[Provided entries]
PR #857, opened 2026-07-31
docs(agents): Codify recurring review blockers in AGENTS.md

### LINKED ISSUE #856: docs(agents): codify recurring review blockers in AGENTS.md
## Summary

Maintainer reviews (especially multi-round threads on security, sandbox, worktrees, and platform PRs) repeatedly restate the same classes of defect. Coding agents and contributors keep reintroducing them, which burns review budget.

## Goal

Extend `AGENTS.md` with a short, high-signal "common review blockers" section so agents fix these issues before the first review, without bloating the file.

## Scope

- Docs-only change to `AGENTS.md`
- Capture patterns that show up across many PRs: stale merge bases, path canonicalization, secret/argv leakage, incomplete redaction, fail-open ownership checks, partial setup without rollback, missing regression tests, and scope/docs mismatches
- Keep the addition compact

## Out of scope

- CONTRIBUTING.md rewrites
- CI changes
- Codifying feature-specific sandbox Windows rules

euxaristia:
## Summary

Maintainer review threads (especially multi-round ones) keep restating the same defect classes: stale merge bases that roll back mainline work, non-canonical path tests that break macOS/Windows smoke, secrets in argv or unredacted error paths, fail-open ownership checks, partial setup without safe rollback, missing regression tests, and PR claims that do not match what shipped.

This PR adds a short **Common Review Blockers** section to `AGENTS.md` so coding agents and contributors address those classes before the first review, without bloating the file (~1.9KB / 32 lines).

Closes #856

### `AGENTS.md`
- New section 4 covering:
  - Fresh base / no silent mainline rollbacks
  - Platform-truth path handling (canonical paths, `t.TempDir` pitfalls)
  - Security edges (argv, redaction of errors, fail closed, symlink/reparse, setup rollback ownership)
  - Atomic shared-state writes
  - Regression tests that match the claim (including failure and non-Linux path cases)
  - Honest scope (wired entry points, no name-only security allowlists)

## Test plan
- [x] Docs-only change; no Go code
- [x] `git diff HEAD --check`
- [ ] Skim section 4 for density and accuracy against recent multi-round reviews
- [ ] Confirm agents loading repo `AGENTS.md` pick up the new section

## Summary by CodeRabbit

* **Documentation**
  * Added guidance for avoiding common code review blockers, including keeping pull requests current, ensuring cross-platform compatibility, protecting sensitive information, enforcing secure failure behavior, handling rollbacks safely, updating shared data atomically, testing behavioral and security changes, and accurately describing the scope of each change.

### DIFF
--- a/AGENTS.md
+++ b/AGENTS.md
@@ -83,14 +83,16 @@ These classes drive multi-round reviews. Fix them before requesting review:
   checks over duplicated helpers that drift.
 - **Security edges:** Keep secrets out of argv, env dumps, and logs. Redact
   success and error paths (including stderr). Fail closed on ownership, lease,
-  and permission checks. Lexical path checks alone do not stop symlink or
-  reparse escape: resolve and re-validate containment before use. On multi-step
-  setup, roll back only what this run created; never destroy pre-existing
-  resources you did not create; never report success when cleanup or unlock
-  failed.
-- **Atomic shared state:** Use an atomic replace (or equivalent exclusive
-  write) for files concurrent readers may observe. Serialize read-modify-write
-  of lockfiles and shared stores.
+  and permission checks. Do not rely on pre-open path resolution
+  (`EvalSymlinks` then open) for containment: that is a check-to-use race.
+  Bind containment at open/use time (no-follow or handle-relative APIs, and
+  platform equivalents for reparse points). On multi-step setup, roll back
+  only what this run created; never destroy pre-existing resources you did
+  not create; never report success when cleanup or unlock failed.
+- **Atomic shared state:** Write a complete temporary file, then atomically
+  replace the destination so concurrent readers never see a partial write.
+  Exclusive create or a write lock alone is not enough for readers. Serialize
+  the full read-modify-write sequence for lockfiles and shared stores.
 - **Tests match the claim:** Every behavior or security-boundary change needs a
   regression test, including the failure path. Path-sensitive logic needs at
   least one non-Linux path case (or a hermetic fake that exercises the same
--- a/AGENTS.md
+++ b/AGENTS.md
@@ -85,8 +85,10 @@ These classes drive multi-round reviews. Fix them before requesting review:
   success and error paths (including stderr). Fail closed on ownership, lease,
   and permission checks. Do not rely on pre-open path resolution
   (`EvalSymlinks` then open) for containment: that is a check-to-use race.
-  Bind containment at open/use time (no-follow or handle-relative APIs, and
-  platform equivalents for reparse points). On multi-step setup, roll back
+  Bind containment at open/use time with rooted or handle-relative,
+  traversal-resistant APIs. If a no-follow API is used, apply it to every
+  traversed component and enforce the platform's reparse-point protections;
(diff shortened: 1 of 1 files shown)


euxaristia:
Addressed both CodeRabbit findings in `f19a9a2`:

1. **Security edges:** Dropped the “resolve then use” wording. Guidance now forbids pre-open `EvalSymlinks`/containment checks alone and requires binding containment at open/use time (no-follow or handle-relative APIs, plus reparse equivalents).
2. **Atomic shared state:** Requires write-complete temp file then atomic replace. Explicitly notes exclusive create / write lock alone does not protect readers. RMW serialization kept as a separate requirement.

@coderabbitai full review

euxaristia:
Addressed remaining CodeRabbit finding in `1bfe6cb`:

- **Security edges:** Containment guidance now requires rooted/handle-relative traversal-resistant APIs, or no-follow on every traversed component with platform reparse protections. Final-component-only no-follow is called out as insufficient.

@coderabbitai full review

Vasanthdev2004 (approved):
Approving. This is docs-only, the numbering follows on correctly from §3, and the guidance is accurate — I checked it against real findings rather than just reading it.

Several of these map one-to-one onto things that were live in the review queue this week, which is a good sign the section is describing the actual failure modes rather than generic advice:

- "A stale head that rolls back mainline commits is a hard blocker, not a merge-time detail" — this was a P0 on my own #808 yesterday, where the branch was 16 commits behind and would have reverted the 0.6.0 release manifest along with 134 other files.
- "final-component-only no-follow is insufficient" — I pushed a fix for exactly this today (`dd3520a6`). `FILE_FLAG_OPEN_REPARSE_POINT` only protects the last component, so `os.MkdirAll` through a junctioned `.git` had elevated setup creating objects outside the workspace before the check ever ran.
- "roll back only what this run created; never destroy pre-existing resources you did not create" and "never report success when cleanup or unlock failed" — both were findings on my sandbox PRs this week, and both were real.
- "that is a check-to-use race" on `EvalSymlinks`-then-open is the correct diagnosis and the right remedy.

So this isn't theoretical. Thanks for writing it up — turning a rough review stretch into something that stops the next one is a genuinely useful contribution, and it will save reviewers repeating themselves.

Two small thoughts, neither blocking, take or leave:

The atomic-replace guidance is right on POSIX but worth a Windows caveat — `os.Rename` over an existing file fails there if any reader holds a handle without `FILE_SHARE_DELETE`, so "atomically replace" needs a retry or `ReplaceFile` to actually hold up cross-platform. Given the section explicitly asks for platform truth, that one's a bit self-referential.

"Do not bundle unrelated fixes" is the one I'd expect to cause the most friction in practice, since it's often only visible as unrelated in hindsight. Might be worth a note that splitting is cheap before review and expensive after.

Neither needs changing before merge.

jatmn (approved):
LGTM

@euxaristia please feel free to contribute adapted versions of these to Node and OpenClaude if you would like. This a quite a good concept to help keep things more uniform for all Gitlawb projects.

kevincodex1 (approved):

---

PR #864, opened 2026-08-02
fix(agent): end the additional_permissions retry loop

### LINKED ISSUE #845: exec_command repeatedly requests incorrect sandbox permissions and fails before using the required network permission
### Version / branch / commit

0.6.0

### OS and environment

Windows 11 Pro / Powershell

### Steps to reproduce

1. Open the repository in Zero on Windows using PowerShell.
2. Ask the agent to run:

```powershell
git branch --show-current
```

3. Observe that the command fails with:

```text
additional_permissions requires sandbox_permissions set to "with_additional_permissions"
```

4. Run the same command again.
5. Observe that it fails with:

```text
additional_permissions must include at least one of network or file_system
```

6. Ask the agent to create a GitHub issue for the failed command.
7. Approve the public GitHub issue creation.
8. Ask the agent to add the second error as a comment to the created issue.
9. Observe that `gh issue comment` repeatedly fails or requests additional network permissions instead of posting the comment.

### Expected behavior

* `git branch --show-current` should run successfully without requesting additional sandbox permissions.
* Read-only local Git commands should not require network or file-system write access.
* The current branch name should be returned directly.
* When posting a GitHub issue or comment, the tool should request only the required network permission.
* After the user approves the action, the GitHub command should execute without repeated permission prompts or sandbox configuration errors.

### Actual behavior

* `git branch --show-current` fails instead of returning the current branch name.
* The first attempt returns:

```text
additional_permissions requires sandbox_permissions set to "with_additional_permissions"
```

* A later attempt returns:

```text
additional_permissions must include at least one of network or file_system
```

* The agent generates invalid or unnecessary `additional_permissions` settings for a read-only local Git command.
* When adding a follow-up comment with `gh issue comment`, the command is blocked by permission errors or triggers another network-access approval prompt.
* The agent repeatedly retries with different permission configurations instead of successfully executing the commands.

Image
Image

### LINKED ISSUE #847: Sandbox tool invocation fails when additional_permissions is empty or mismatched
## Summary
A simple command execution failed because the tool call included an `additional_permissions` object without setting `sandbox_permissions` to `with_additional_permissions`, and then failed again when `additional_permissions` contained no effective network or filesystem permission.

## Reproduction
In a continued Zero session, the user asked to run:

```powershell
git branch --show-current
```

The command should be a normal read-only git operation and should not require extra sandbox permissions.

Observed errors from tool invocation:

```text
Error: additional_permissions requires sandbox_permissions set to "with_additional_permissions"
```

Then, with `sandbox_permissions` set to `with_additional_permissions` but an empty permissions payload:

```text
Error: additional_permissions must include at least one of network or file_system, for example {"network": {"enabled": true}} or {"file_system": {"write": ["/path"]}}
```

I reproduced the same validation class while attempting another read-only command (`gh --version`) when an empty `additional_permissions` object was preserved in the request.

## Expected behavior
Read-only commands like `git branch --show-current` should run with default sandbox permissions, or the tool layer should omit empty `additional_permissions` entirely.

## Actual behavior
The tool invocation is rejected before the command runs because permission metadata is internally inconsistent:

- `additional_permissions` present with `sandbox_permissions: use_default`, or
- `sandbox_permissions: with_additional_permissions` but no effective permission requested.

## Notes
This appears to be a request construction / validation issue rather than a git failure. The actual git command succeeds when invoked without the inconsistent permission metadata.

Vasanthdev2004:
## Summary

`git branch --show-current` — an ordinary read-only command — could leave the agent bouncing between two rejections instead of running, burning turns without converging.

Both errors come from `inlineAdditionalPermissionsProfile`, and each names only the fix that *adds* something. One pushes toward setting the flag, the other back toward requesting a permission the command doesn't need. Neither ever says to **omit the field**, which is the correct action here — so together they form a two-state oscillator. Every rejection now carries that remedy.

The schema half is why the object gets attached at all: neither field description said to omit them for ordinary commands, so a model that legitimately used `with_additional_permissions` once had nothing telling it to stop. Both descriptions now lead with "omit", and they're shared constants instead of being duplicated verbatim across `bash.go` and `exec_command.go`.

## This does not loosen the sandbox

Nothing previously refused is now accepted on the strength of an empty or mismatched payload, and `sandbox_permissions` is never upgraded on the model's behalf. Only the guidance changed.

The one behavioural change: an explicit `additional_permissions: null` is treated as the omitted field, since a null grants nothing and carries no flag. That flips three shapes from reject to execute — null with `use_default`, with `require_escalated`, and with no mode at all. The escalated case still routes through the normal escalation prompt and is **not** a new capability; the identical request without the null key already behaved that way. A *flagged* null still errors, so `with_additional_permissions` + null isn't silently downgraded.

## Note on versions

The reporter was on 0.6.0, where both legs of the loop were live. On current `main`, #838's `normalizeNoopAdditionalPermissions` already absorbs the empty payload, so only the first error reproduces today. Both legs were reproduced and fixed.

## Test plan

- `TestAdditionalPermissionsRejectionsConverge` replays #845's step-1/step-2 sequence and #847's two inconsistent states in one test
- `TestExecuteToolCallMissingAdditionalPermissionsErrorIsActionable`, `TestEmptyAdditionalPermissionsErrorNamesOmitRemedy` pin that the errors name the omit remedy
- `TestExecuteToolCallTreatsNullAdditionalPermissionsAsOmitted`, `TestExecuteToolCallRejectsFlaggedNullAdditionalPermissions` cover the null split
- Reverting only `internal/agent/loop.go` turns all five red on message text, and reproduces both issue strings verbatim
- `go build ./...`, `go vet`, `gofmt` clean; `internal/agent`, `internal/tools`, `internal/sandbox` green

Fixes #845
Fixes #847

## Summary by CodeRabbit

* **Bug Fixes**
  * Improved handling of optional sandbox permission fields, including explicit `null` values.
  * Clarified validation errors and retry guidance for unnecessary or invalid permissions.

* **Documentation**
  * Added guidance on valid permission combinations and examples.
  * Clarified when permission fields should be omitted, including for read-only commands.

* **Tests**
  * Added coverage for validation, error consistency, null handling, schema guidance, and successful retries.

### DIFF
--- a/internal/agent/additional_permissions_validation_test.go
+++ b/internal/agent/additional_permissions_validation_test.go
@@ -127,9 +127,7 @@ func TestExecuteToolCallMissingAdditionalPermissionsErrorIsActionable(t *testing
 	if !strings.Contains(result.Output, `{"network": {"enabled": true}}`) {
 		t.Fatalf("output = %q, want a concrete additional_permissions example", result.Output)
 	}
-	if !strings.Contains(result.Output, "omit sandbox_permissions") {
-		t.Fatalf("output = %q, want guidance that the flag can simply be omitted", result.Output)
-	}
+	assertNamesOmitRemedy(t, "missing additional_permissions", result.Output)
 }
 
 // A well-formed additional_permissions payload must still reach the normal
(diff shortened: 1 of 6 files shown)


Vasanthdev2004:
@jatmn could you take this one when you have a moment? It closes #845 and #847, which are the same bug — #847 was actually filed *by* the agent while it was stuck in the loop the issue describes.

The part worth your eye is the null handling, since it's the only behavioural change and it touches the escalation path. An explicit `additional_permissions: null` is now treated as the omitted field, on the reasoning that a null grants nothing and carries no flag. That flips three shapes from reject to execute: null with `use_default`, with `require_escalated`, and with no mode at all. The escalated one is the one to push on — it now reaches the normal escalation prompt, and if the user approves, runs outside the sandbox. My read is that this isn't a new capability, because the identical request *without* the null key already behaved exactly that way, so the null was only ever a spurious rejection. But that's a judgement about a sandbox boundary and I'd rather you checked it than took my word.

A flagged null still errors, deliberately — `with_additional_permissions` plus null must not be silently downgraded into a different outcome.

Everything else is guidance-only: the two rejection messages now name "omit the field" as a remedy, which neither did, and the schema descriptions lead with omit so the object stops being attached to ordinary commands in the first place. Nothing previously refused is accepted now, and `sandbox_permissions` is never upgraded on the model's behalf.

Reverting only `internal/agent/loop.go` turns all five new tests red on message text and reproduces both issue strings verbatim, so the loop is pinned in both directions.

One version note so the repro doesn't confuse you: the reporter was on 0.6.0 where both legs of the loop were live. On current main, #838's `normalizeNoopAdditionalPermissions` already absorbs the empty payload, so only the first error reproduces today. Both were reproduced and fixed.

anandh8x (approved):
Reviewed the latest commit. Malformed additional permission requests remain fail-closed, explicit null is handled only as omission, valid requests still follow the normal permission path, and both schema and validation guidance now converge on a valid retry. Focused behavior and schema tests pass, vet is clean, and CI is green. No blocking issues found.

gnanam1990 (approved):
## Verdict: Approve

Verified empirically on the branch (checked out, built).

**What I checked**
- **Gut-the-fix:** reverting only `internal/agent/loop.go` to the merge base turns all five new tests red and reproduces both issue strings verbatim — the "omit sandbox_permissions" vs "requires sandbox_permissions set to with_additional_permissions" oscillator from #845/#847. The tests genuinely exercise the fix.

[Task prompt] Give back, word for word, only the lines above from the line holding "Nothing previously refused is now" to the line holding "in one test", both included.

[Expected answer]
Nothing previously refused is now accepted on the strength of an empty or mismatched payload, and `sandbox_permissions` is never upgraded on the model's behalf. Only the guidance changed.

The one behavioural change: an explicit `additional_permissions: null` is treated as the omitted field, since a null grants nothing and carries no flag. That flips three shapes from reject to execute — null with `use_default`, with `require_escalated`, and with no mode at all. The escalated case still routes through the normal escalation prompt and is **not** a new capability; the identical request without the null key already behaved that way. A *flagged* null still errors, so `with_additional_permissions` + null isn't silently downgraded.

## Note on versions

The reporter was on 0.6.0, where both legs of the loop were live. On current `main`, #838's `normalizeNoopAdditionalPermissions` already absorbs the empty payload, so only the first error reproduces today. Both legs were reproduced and fixed.

## Test plan

- `TestAdditionalPermissionsRejectionsConverge` replays #845's step-1/step-2 sequence and #847's two inconsistent states in one test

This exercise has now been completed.